With no end in sight, the implications of Pakistan’s energy crisis are stark and go well beyond threats to the country’s economic well-being and stability. Pakistan is currently in the midst of two major societal shifts that could worsen the effects of its energy problems in the years ahead. One is urbanization.
While today the majority of Pakistan’s population is rural, estimates suggest that at least 50% could be concentrated in urban areas by the 2020s. With droves of Pakistanis entering cities and becoming dependent on grids, pressures on supply will deepen exponentially. Pakistan’s other notable societal shift is the devolution of governance from the federal level to the provincial and local levels.

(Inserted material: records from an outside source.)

PR #651, opened 2017-09-04
CFY-7203 Clean old upgrade and rollback code

mcouthon:


components/postgresql/scripts/creation_validation.py
```diff
@@ -1,16 +0,0 @@
...
-ctx.download_resource(
-    join('components', 'utils.py'),
-    join(dirname(__file__), 'utils.py'))
-import utils  # NOQA
-
-
-PS_SERVICE_NAME = 'postgresql-9.5'
-
-if utils.is_upgrade:
-    utils.systemd.verify_alive(PS_SERVICE_NAME, append_prefix=False)
```
tehasdf: this is curious actually, i don't think upgrade ever worked in 4.0+, where nginx even existed? :P

components/rabbitmq/scripts/creation_validation.py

Thanks to the 18th constitutional amendment, federal ministerial responsibilities and resources are being passed down to local authorities and agencies. This means that many new energy-related functions and duties are being foisted upon provincial and district governments, which suffer from even more capacity constraints, inefficiencies and financial troubles than their federal counterpart.
How long can Pakistan ride out this storm? Today, many Pakistanis are getting by through their own resourcefulness. This winter, some residents have coped with the nation’s worst gas shortage on record by fashioning homemade pumps from old refrigerators and sucking gas out of distribution systems.

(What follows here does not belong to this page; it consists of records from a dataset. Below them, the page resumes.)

PR #1037, opened 2024-05-09
implemented oop lesson 0

ynik404:


src/main/java/mate/academy/service/AuthenticationService.java
```diff
@@ -1,16 +1,26 @@
 package mate.academy.service;
 
+import mate.academy.model.User;
+
 public class AuthenticationService {
+    private static final UserService AUTHENTICATION_SERVICE = new UserService();
```
okuzan, line 6:
```suggestion
    private final UserService userService = new UserService();
```
it's not a constant, and shouldn't be one - we just inject this dependency

src/main/java/mate/academy/service/AuthenticationService.java
```diff
@@ -1,16 +1,26 @@
...
      * Return false in any other cases.
      */
+
     public boolean login(String email, String password) {
-        return false;
+        User userFromDb = AUTHENTICATION_SERVICE.findByEmail(email);
+        if (userFromDb == null) {
+            return false;
+        }
+        return userFromDb.getPassword().equals(password);
```
okuzan, line 24: try to rewrite it in one line, without use false literal

okuzan (changes requested):

src/main/java/mate/academy/service/AuthenticationService.java
```diff
@@ -1,16 +1,20 @@
...
      * @param password - user's password
+     *                 new User("bob@i.ua", "1234"),
+     *             new User("alice@i.ua", "1234")
      * @return true if user by email exists and passed password is equal to user's password.
      * Return false in any other cases.
      */
+
     public boolean login(String email, String password) {
-        return false;
+        return userService.findByEmail(email).getPassword().equals(password);
```
okuzan, line 18: this can throw NPE -- you should still check for null :)  You should have one line to get user from service, and one line to return an expression (use && there)

okuzan (changes requested):

MentorMA (approved):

Time is running out, however. Pakistan faces rapidly dwindling foreign reserves and a plunging currency, and double-digit inflation is projected to hit this year. There is the very real fear that Pakistan could soon find itself unable to afford to address its energy crisis. The consequences could be catastrophic for the country’s economy and stability. There are some short-term steps that Pakistan can and should take. One is to formally request a new loan from the International Monetary Fund (IMF) to bring both immediate relief to the economy and badly needed liquidity to finance solutions to the energy crisis.
However, given that the IMF would probably impose politically delicate conditions, Islamabad is unlikely to make such a request until after this year’s election. Above all, Pakistan must bring some urgently needed order and efficiency to its chaotic and dysfunctional energy sector.
A better coordinated and integrated energy sector can best be attained through the consolidation of the country’s many energy-related institutions into a single ministry. A tighter institutional set-up would allow Pakistan’s energy sector to enjoy better coordination of planning, decision-making, and, above all, implementation. This would, in turn, enable it to do away with the reactive, haphazard, and ad-hoc policy environment that has characterized the energy sector for years. Although such a transformation will certainly be difficult to achieve, the seeds have already been planted.
Today, some influential players in the energy scene’ including policymakers ‘have indicated their support for revisiting the idea. After a new institutional arrangement is in place, Pakistan could move on to policy reform. This should include new pricing measures that remove not all, but many, energy subsidies. Tax reform is another imperative’ and should be designed to provide Islamabad with more revenue.
There is just one obstacle to the implementation of these measures, and that is leadership. For years, Pakistani officials have been unwilling or unable to move forward. This spring, if Pakistanis elect leaders with a genuine desire to serve the interests of their country, then the end of its long energy struggles could conceivably be in sight. Yet if the election produces another governing dispensation concerned only about its own interests and political survival, then Pakistan’s energy conundrum could well become an energy catastrophe.